# Sublijet VS Artainium on 4880 hybrid



## Cjoe Design (Jun 3, 2008)

I am in the middle of purchasing a new Epson 4880 printer which will have Chromablast on one side and Sublimation ink on the other. I originally was going to purchase the system with the Artanium inks thru Conde. I presently use Artanium and am happy with the colors. When I found out I needed to purchase a Multirip for close to $700 I started researching it. It seems that if I buy the printer from companies that carry Sublijet inks I can get drivers supplied by Sawgrass to switch between the mediums for free. 
I presently own a 1280 that I have worn out and am upgrading. I am aware of all the hoopla about the blacks being different. But when you talk to Artanium reps they say sublijet has serious issues so they don't carry it and when you talk to Sublijet reps they say Artanium ink colors are so all over the place they need a ripper.
I have been using Artanium for the past 3 years and Rotech before that and was happy with both. except for the clogging. Another reason I am going with the new 4880 that has the titanium ink repelling heads.
I don't want to cut any corners but I also don't want to spend any money that I don't have to. Both inks are made by sawgrass but use different technologies.
Which is better?
Does one produce more Clogs?
Why pick one technology over the other?


----------



## DAGuide (Oct 2, 2006)

Cory,

You need to really see all five systems in person and have have them print your designs out. Yes, there are five ways to run it a hybrid. The free print driver can make transfers, but the colors will never make it to the same level as a hybrid powered by a RIP. It is a known fact that you get better color control when you run a RIP than a print driver. This is why you see all the large format printers (Roland, Mutoh, Mimaki,...) always running a RIP. Below are the different RIP configurations that you can go with as a hybrid.
1. Sawgrass Print Driver Hybrid - SubliJet IQ and ChromaBlast only
2. RIP Option #1 - SubliJet IQ and ChromaBlast (light transfer solution)
3. RIP Option #2 - SubliJet IQ and MultINK (light and dark transfer solution)
4. RIP Option #3 - ArTainium and ChromaBlast (light transfer solution)
5. RIP Option #4 - ArTainium and MultINK (light and dark transfer solution)

When running a RIP powered hybrid, I have not really seen that much of a difference between the colors between SubliJet IQ or ArTainium as the RIP can make the adjustment for it.
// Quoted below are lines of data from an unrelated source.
PR #639, opened 2022-07-05
Added a CopyToClipboard element

BarryS42:
Added a CopyToClipboard element, which copies the content of its child elements without HTML code.

### DIFF
--- a/docs/translations.md
+++ b/docs/translations.md
@@ -204,6 +204,9 @@ Here is a JSON notation containing all keys and default translations:
     "ERROR": {
       "TITLE": "Oops something went wrong!"
     }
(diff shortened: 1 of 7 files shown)


gidomanders:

So for colors, it is not much difference between the two inks. There is a slight difference in price between the two sublimation inks. There is also a large price difference between the ChromaBlast ink (around $110) and the MultINK (below $60).
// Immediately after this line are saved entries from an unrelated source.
PR #640, opened 2022-07-08
feature: pagination page size dropdown

BarryS42:
It would be nice if the pagination component also has an option to 
change the page size so users can control how many items they see in a 
list.

Added page size dropdown to pagination component.

### DIFF
--- a/src/core/Pagination/Pagination.tsx
+++ b/src/core/Pagination/Pagination.tsx
@@ -9,6 +9,7 @@ import {
 
 import { Icon } from '../Icon';
 import { range } from 'lodash';
+import { Select } from '../../form/Select/Select';
 
 type Props<T> = {
   /**
@@ -20,6 +21,18 @@ type Props<T> = {
    * Called when navigation to a certain page number.
    */
   onChange: (pageNumber: number) => void;
+
+  /**
+   * Optional callback to change the page's size using a dropdown.
+   * Only if this property is provided, the dropdown will be displayed.
+   */
+  onPageSizeChange?: (size: number) => void;
+
+  /**
+   * Optional list of page sizes used for the page size dropdown.
+   * Defaults to `[5, 10, 20, 50, 100]`.
+   */
+  allowedPageSizes?: number[];
 
   /**
    * Whether or not to show the previous and next buttons.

Most people also feel that the PowerDriver IQ drops more ink down as well. I can't speak for the other RIP manufacturers, but MultiRIP profiled its ink on a high release sublimation paper so we can drop less ink and still get bright colors. You are more than welcome to use an unvalidated version (i.e. prints a watermark) of MultiRIP to see how the colors look. Basically, it is like a test drive. You can even do this if you decide to go with the Sawgrass Print Driver hybrid as well.

The best thing that myself or anyone else can say is to see the results of the printing first hand. Make sure all the distributors just print your graphic without tweaking it. This will give you the best comparison. Best wishes in your research.

Mark


----------



## Cjoe Design (Jun 3, 2008)

Thanks Mark,

I am now leaning towards the Multirip. I am all for better color management and less ink usage. as for using the unvalidated version for a test run, it is not an option since Conde will sell the Multirip light for $679.00 when purchased with the artanium inks which is several hundred less than I have been able to find elsewhere. They must have incentives to help sell the Artanium hybrid over the Sublijet.

I have also read that the Multirip is very user friendly and has many of the different substrates built in so it can color manage properly.


----------



## DAGuide (Oct 2, 2006)

Not a problem. If you would like to learn more about how MultiRIP works, there a ton of online videos located at these two links:
- General Videos - YouTube - Broadcast Yourself. 
- Tech Support Videos - YouTube - Broadcast Yourself.

The individuals at Conde are very knowledgable with the RIP as well. Feel free to ask any additional questions that you might have. I want you to be as confident as possible in your decision. Best wishes.

Mark


----------



## jpkevin (Oct 22, 2007)

Hi Cory,

We sell, test, and most importantly tech support BOTH Artainium and Sublijet inks. The honest answer is that neither ink clogs more that the other. Performance wise they are very simular, and most clogging issues I have seen have more to do with the humidity where the printer is, what printer the ink is in, and how often the printer is used. Artainium is less expensive, but is harder to get all the color settings correct in the initial setup, and has a steeper learning curve. Sublijet is a little more expensive, but is very easy to set up and start using because of the Powerdriver Printer Driver that comes with the ink. With the basic set ups, the Sublijet inks have a darker black than the Artainium inks, but with a Rip, that can be compensated for.


----------



## Conde_David (May 29, 2008)

Clogging:

My experience has been that the Artainium inks clog less and extend the life of the printhead and capping station compared with the IQ inks. 

On large format printers where clogging must be minimized and printhead life maximized, the Art inks are dominant. I don't think that Sawgrass even pushes the IQ ink any more into the WF market. 

From a history point of view, this is one of the reason why Sawgrass bought the Artainium inks was because of performance and price. I think this was one of the best decisions Sawgrass has ever made.

Colors:

My experience with colors again has been that the epson driver combined with an ICC profile produces better colors and faster print speeds. Most folks that have large printers all use ICC profiles as this is the way of the world. Using the Multirip for a hybrid systems does the same.


Great topic.


----------